Mary Main demonstrated a fourth pattern, which she referred to as an insecure disorganized attachment. These infants appeared to be confused as to how to respond. The child might protest and then withdraw or appear frozen in indecision. This pattern has been demonstrated to occur in the most troubled of parent child situations and has been related to the worst outcomes. None of these patterns is in itself a “disorder”. They are merely relationship patterns. They have also been shown to have remarkable staying power although they can change as development progresses. These pattern have been shown to persist into adulthood in our relationships with significant others in our life.
Active or Passive
Attachment patterns are strategies of communicating with a caregiver, and the ability to use that caregiver to become calm when faced with stress. Avoidant children have learned not to call their parent, as calls have not been attended to, or they have learned to inhibit their calls, having determined it is best not to burden their caregiver unless it is very necessary. Ambivalent children have learned to turn up the volume of their protests when distressed. They demand the presence of the caregiver loudly, and have determined that this is the best strategy for getting their needs met. In the end we have extremes of active versus passive strategies. Disorganized children may flip flop between these strategies, at times seizing control, and other times becoming passive. It is important to point out here that the child’s behavior is not related to the parents love for their child. Parents who very much love their children can be unavailable for many reasons or can be stressed by a multitude of factors. Also genetic or environmental (toxins/medical/trauma) factors may interfere with a parent's capacity to soothe a child despite their best efforts and availability. Any one of these strategies may be a functional strategy in such situations for a child.
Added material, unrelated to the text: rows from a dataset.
PR #200, opened 2019-08-23
Update and add more type labels

pmahnke:
I have added labels that we have everywhere already and three new type ones that I think could enable a rich change log.

| Label            | Description                         |
|------------------|--------------------------------------|
| Bug 🐛           | This is a bug that needs fixing |
| Enhancement ✨   | This is about enhancing functionality |
| Maintenance 🔨   | A required fix to keep the software up to date |


squidsoup:
Excellent. We ended up with some similar ones in `maas-ui`!

image

image

image

image

Not 💯 on "feature" vs "enhancement".

workflow/labels.md
```diff
@@ -43,7 +44,9 @@ Each review label has 3 steps:
 | ------- | ------------------------------------------------------------------------------------------------------------------------------ |
 | Blocked | Alerts managers that unblocking it requires their help. Any blocked issue should have a comment explaining what help you need. |
 | Doing   | Actually working on the issue                                                                                                  |
-| Triaged | A team member has reviewed this issue, agreed that it is valid and assigned a priority                                         |
+| Triaged | A team member has reviewed this issue, agreed that it is valid and assigned a priority                           | Invalid | This isn't a bug. |
```
matthewpaulthomas: - The missing newline here is causing GitHub’s Markdown parser to [omit the “Invalid” row altogether](https://github.com/canonical-web-and-design/practices/blob/pmahnke-patch-1/workflow/labels.md).
- Though it’s changed here accidentally, I’m not aware of any repo that actually has a “Triaged” label. Which is just as well, since the definition of triaged is that it has a priority, which is determined by whether it has a priority label. Labelling an issue as “Triaged” would do nothing to triage it, it would just be noise.
- Currently many/most “Invalid” labels are applied by stalebot, which uses it to mean “inactive”, independent of whether the issue is valid, a bug, both, or neither. If we keep stalebot, we should tweak it so that it uses a different label (like, say, “stale”).

workflow/labels.md
```diff
@@ -43,7 +44,9 @@ Each review label has 3 steps:
...
+| Won't fix | Even if this is a bug, we will not be fixing for a variet or reasons, like it will be replace, it isn't a priority, etc... |
```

In the last post we explored how children learn to accommodate their behaviour to the needs of others. In this post we have seen how children communicate responsibility to those others for their needs. These relationship patterns persist into adulthood and determine the patterns we engage in, in our most intimate relationships, when we are in need. These intimate relationships in turn are the relationships we rely on for support when we become the caregivers for the next generation. We, as a society, are charged with providing as supportive a community as possible to young parents, of all attachment styles, as they face the challenges of meeting the needs of their young ones. In this way we allow them the best opportunity to create sustaining relationships that will provide a strong foundation for the next generation.